___ GIVEN ENTRIES

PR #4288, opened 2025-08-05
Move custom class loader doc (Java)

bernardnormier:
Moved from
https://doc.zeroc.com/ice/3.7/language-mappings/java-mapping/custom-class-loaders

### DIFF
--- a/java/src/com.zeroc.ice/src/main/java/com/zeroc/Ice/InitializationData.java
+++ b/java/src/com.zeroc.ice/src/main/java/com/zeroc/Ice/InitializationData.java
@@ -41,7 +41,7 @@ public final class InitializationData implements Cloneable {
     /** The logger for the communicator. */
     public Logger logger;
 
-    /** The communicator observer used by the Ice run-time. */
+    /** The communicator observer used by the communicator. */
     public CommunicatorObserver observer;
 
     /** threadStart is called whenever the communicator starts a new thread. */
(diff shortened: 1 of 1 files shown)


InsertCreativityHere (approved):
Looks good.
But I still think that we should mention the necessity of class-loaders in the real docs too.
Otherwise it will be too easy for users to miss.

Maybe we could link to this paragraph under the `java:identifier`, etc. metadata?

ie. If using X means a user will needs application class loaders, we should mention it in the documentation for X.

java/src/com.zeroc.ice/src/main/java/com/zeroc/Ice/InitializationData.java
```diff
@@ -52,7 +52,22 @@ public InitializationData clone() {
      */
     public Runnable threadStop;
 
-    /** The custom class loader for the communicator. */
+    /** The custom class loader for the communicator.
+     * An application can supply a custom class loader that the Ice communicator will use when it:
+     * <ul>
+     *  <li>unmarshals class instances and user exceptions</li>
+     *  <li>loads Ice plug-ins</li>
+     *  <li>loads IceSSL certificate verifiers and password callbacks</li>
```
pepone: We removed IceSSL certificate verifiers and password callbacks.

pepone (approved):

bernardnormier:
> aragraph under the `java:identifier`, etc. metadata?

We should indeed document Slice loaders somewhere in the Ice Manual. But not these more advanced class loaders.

______

Everything from the line with "Looks good." through the last line of the material above should be echoed exactly, and nothing else.

SOLUTION TO THIS TASK
Looks good.
But I still think that we should mention the necessity of class-loaders in the real docs too.
Otherwise it will be too easy for users to miss.

Maybe we could link to this paragraph under the `java:identifier`, etc. metadata?

ie. If using X means a user will needs application class loaders, we should mention it in the documentation for X.

java/src/com.zeroc.ice/src/main/java/com/zeroc/Ice/InitializationData.java
```diff
@@ -52,7 +52,22 @@ public InitializationData clone() {
      */
     public Runnable threadStop;
 
-    /** The custom class loader for the communicator. */
+    /** The custom class loader for the communicator.
+     * An application can supply a custom class loader that the Ice communicator will use when it:
+     * <ul>
+     *  <li>unmarshals class instances and user exceptions</li>
+     *  <li>loads Ice plug-ins</li>
+     *  <li>loads IceSSL certificate verifiers and password callbacks</li>
```
pepone: We removed IceSSL certificate verifiers and password callbacks.

pepone (approved):

bernardnormier:
> aragraph under the `java:identifier`, etc. metadata?

We should indeed document Slice loaders somewhere in the Ice Manual. But not these more advanced class loaders.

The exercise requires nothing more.